Par exemple, pouvez-vous répondre aux questions suivantes ?

Y a-t-il une différence entre OD260 et A260 ?Que signifie chacun ?
OD est l'abréviation de densité optique (densité optique), A est l'abréviation d'absorbance (absorbance), les deux concepts sont en fait les mêmes, "densité optique" est "absorbance", mais la "densité optique" est conforme à la plupart des normes nationales et plus standardisée.

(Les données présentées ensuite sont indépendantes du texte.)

PR #1101, opened 2026-03-23
feat(components): gs-mutations-over-time: lazily load pages

### LINKED ISSUE #1093: Mutations over time: lazy loading
As we've considered previously and brought up by @Taepper again yesterday, on a page like https://genspectrum.org/swiss-wastewater/covid, we are loading mutations over time data for thousands of mutations which will not be used by most users. This is rather slow unless the data have been cached. Instead, we should only load the first page by default and load more when needed (when switching pages or downloading everything).

fengelniederhammer:
resolves #1093

### Summary

This adds lazy loading to the `gs-mutations-over-time`. Data fetching is split into two phases:
1. load the overall data, i.e. the columns (dates) and the rows (mutations) of the table
2. fetch the page data based on which rows (mutations) should be shown

Pages are cached, we don't prefetch more that the current page. I don't know yet whether that would be worth the effort.

I also noted layout shifts while loading a page, but decided to split it out into a separate issue.
https://github.com/GenSpectrum/dashboard-components/issues/1102

### PR Checklist


components/src/preact/mutationsOverTime/useMutationsOverTimePageData.ts
```diff
@@ -0,0 +1,88 @@
...
+            lapisFilter,
+            lapis,
+            lapisDateField,
+            sequenceType,
+            requestedDateRanges,
+            pageMutationCodes,
+        );
+        cache.current.set(cacheKey, newData);
+        return newData;
+    }, [lapisFilter, lapis, lapisDateField, sequenceType, requestedDateRanges, pageMutationCodes]);
```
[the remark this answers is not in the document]
fengelniederhammer: I think this should be fine as is? Duplicate request add some server load, but this here should work fine.

components/src/preact/mutationsOverTime/useMutationsOverTimePageData.ts
```diff
@@ -0,0 +1,88 @@
...
+): MutationsOverTimePageQuery {
+    const pageMutationCodes = useMemo(
+        () => filteredMutationCodes.slice(pageIndex * pageSize, (pageIndex + 1) * pageSize),
+        [filteredMutationCodes, pageIndex, pageSize],
+    );
+
+    const cache = useRef<Map<string, MutationOverTimeDataMap>>(new Map());
+    useEffect(() => {
+        cache.current = new Map(); // make sure the cache doesn't grow indefinitely
+    }, [lapisFilter, lapis, lapisDateField, sequenceType, requestedDateRanges]);
```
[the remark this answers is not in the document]
fengelniederhammer: There is a finite amount of pages and without pagination, it also survived it...

components/src/preact/shared/tanstackTable/pagination.tsx
```diff
@@ -13,35 +13,37 @@ export type PageSizes = z.infer<typeof pageSizesSchema>;
...
 
     const minRow = table.getState().pagination.pageIndex * table.getState().pagination.pageSize + 1;
     const maxRow = minRow + table.getRowModel().rows.length - 1;
-    const numRows = table.getCoreRowModel().rows.length;
 
     return (
         <span className='text-sm'>
-            {minRow} - {maxRow} of {numRows}
+            {minRow} - {maxRow} of {totalRows}
         </span>
```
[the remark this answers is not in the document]
fengelniederhammer: Tested it, I didn't find that this is the case

components/src/preact/shared/tanstackTable/pagination.tsx
```diff
@@ -13,35 +13,37 @@ export type PageSizes = z.infer<typeof pageSizesSchema>;
...
 
-function PageIndicator({ table }: PaginationProps) {
-    if (table.getRowModel().rows.length <= 1) {
+function PageIndicator({ table, totalRows }: PaginationProps & { totalRows: number }) {
+    if (table.getRowModel().rows.length <= 1 && totalRows <= 1) {
         return null;
     }
 
     const minRow = table.getState().pagination.pageIndex * table.getState().pagination.pageSize + 1;
     const maxRow = minRow + table.getRowModel().rows.length - 1;
```
fhennig: It's working, but shouldn't this use `getPaginationRowModel`? 

I'd assume that `table.getRowModel().rows.length` gives us the count of all rows (also unfetched ones)

components/src/preact/mutationsOverTime/useMutationsOverTimePageData.ts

Habituellement, nous mesurons la valeur OD à 260 nm pour calculer la concentration d'acide nucléique, alors que représente 1OD ?
L'acide nucléique a un pic d'absorption maximum à une longueur d'onde de 260 nm, qui contient à la fois de l'ADN et de l'ARN, ainsi que des fragments d'acide nucléique fragmentés (c'est le point clé).
La valeur OD mesurée à une longueur d'onde de 260 nm a été enregistrée comme OD260.Si l'échantillon est pur, la valeur OD260 peut calculer la concentration de l'échantillon d'acide nucléique.
1 DO260=50 μg/ml ADNdb (ADN double brin)
=37 μg/ml ADNss (ADN simple brin)
=40 μg/ml d'ARN
=30 μg/ml dNTP (oligonucléotides)
Existe-t-il un lien et une différence entre RT-PCR, Realtime-PCR et QPCR ?
RT-PCR est l'abréviation de Reverse Transcription PCR
PCR en temps réel = qPCR, abréviation de PCR quantitative en temps réel
Bien que la PCR en temps réel (PCR quantitative fluorescente en temps réel) et la PCR à transcription inverse (PCR à transcription inverse) semblent toutes deux être abrégées en RT-PCR.Mais la convention internationale est la suivante : RT-PCR fait spécifiquement référence à la PCR à transcription inverse.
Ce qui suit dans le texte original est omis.